介護・福祉・医療の営業は、一般企業の営業とは違う
私はもともと、一般企業の営業畑にいました。
新規開拓も、テレアポも、飛び込み営業も経験してきました。営業代行という仕事を始めてからも、さまざまな業種の営業に関わってきました。
その私が、介護・福祉・在宅医療の営業に長く携わってきて、強く思うことがあります。
一般企業の営業とは性質も構造も違う。
ここを理解しないまま、一般企業の営業手法をそのまま持ち込んでも、なかなかうまくいきません。
「売る人」と「買う人」だけでは完結しない
一般的な営業では、商品やサービスを提供する側と、それを購入する側との関係が基本になります。
しかし、介護・福祉・医療では、それだけではありません。
たとえば訪問看護を必要とする人がいる。サービスを利用するのは患者さんや利用者さんです。しかし、その方が自分で訪問看護ステーションを探し、営業担当者と商談し、比較検討して契約するとは限りません。
そこにはケアマネジャーがいたり、病院の地域連携室があったり、医師がいたり、地域包括支援センターがあったりします。障がい福祉なら、相談支援専門員などが関わります。
つまり、サービスを提供する人、サービスを利用する人、そして、その両者を地域でつなぐ人。この三者が存在します。
ここが、一般企業の営業との大きな違いです。
私は「販売活動」より「地域への広報」に近いと考えている
だから私は、この分野の営業を単純な販売活動として捉えていません。
むしろ、地域に自分たちの存在や特徴を知ってもらい、必要になったときに思い出してもらう活動に近いと考えています。
そのために、必要になる前から地域との接点をつくっておく。
これは、私が以前から「営業というより広報活動に近い」と考えてきた理由でもあります。
そして14年間、実際に介護・福祉・在宅医療の営業現場を見続けて、その考えはむしろ強くなりました。
今日訪問したから、明日紹介されるわけではない
一般企業の営業なら、「今買ってもらう」「契約を取る」「商談を前に進める」ことが、営業担当者の大きな目的になるでしょう。
しかし、この業界では少し違います。
今日ケアマネジャーを訪問したからといって、明日利用者さんを紹介してもらえるとは限りません。それどころか、その場では何も起きないことの方が多い。

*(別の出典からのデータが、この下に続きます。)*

PR #451, opened 2016-09-28
Streaming Http Service, part 1

DanSimon:
**Be Aware - This is the first of Several PR's**.  In an effort to keep my PR's small, I'll be breaking all of this work into several smaller PR's, so in this PR things are a little disorganized and lacking tests.  Notice that the base branch is not develop.  All PR's will go into `develop-streaming-http` and then we'll do one last big PR into develop.

There are a few significant changes in this PR:

### New Streaming Http Service API

Oh boy, it's back!!  The stream service API provides a way to write services that stream in/out requests/responses.  So instead of having the body of a message be a `HttpBody` (which is just a wrapper around a byte array), it is a `Source[BodyData]` which allows you to read in chunks of a message as they arrive (in a non-blocking manner).  

While this functionality has been around since Colossus 0.6.0, this new version works quite differently.  The `StreamService` API is built on top of the streaming http API, so we now have two layers of message processing:

On the input side:

1.  Raw Data is received on the connection and passed to the streaming http API.
2.  The data is decoded into a series of `HttpStream` objects, which can either be a `Head`, `Data` or `End`.  So for example, a http request with no body would just be a `Head` and `End`, but a request with a body would have one or more `Data` objects as well.
3.  These messages are passed to the `StreamService` layer, which will create and manage `StreamHttpMessage` objects.  Each message contains a `Source[Data]`.

On the output side:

でも数か月後、ある利用者さんの支援を考えているときに、「そういえば、あそこにこういう事業所があったな」と思い出してもらえることがあります。
そのとき初めて、以前の訪問が意味を持ちます。
「売る」より「想起される」
だから、この業界の営業では、私は「売る」より「想起される」ことが重要だと考えています。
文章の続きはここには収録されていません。